The first thing I needed to do was to extract the data from the web pages. I wanted to extract the data in a suitable format so that I could load it into a
MySQL database. MySQL is just a great database, particularly now that they have the administration and query tools.

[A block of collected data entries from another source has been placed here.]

PR #290, opened 2024-03-19
bib: make /var/lib/containers/storage a volume

ondrejbudai:
6e965d2413f7bdc8844bf09c9c9968c6c170d96d changed bib to always go
through a container storage. However, if the container runtime running
bib was using overlayfs (the default), we ended up in a situation that
/var/lib/containers/storage was overlayfs. When bib itself tried to
worked with these containers, it called podman/skopeo that tried to
create overlayfs inside overlayfs, which is a forbidden combination.

This worked by accident with centos-boocs/fedora and centos containers,
because they contain fuse-overlayfs, and podman/skopeo apparently
silently switched to using fuse. This isn't only slow, but it also
didn't work with container images without fuse-overlayfs. One example
of such an image is the iot-bootable-container. E.g.
registry.gitlab.com/redhat/services/products/image-builder/ci/images/iot-bootable-container:fedora-39-x86_64-49d623cc26287730f87d4c9eebadefd2b180dea8a41b00efe7f3b1c636f221d7

Let's fix this by making /var/lib/containers/storage a proper volume,
which means that this directory will be bind-mounted to a real
filesystem by the container engine, instead of being on an overlay.

I tested this by successfully building a disk image from the
iot-bootable-container container image above.

### DIFF
--- a/Containerfile
+++ b/Containerfile
@@ -25,3 +25,4 @@ VOLUME /output
 WORKDIR /output
 VOLUME /store
 VOLUME /rpmmd
+VOLUME /var/lib/containers/storage


achilleas-k (approved):

cgwalters:
I'm a bit confused, with `-v /var/lib/containers/storage:/var/lib/containers/storage` in the container run invocation we end up with a pure bind mount to the host, so that shouldn't be an overlayfs.  Are you sure the setup here isn't somehow omitting that option?

ondrejbudai:
It's still valid to call bib without `-v /var/lib/containers/storage:/var/lib/containers/storage`. Thus, we need to make sure that this directory is a "real filesystem", and not an overlay.

cgwalters:
Ah OK I had missed this bit: https://github.com/osbuild/bootc-image-builder/pull/262/commits/1498632a8b8d977578e8501f98a47dadecc5fc61#diff-cbdce8fdffa710f25830f44fc4b0d5be917240f81c72e59e7003dd62fb62349cR105

So...fair enough.  It'd be more code but perhaps conceptually clearer if in this case we did one of these in the entrypoint:

- `ln -sf /store/containers-storage /var/lib/containers/storage`
- `mount -t tmpfs tmpfs /var/lib/containers`

etc.

The way I see it is for this case if I'm explicitly caching the osbuild `store` as a distinct volume, I would expect it to hold cached external containers too instead of having to juggle a distinct mount.

rhatdan:
Belated LGTM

First of all I should mention explicitly the people who have collected all of this information. Everything that I do is possible because of their hard work in collecting all of this information together. They are:
In all cases above the copyright is shared between the authors and the
Rec.Sport.Soccer Statistics Foundation.
Because of the variety of authors above the format of the web page for each year varies slightly. This presents a small challenge in regularizes this data for analysis. However my experience tells me that there is no semi-structured data that
Perl can't help you regularize.
Rather than downloading the web pages and saving as HTML I decided to use the Perl
HTTP::Request module to download the web page as a block of text and then use a few regular expressions to extract the relevant match information.
I am mostly ignoring the tables and scorers, where added and just want to extract the results of each match. This typically results in a tuple consisting of the following key information:
- Match date
- Home Team
- Home Team Goals
- Away Team
- Away Team Goals
Looking at the raw web pages the format of how they represent results varies. For example from the 1992/93 page the results look like this:
15 August 1992
Arsenal 2 Norwich City 4
Bould, Campbell Robins 2, Phillips, Fox
Chelsea 1 Oldham Athletic 1
Harford Henry
Coventry City 2 Middlesbrough 1
Williams, Smith Wilkinson
Crystal Palace 3 Blackburn Rovers 3
Bright, Southgate, Osborn Ripley, Shearer 2
....
whereas in the 1996/97 page the results look like this:
Round 1: [9th,10th Aug 97]
09/08/97 Barnsley West Ham United 1 2 18667
09/08/97 Blackburn Rovers Derby County 1 0 23557
09/08/97 Coventry City Chelsea 3 2 22686
09/08/97 Everton Crystal Palace 1 2 35716
09/08/97 Leeds United Arsenal 1 1 37993
09/08/97 Leicester City Aston Villa 1 0 20304
09/08/97 Newcastle United Sheffield Wednesday 2 1 36711
09/08/97 Southampton Bolton Wanderers 0 1 15206
which leads to Perl regular expressions a bit like this:
/^([A-Z][A-Za-z\.\s]+)\s+(\d+)\s+([A-Z][A-Za-z\.\s]+)\s+(\d+)/
for the 1992/93 page.With a bit of to-ing and fro-ing it is possible to get the data into a CSV file (for testing) in the following format:
1992-8-15,Arsenal,2,Norwich City,4
1992-8-15,Chelsea,1,Oldham Athletic,1
1992-8-15,Coventry City,2,Middlesbrough,1
1992-8-15,Crystal Palace,3,Blackburn Rovers,3
1992-8-15,Everton,1,Sheffield Wednesday,1
1992-8-15,Ipswich Town,1,Aston Villa,1
1992-8-15,Leeds United,2,Wimbledon,1
which is precisely how we want it for further analysis.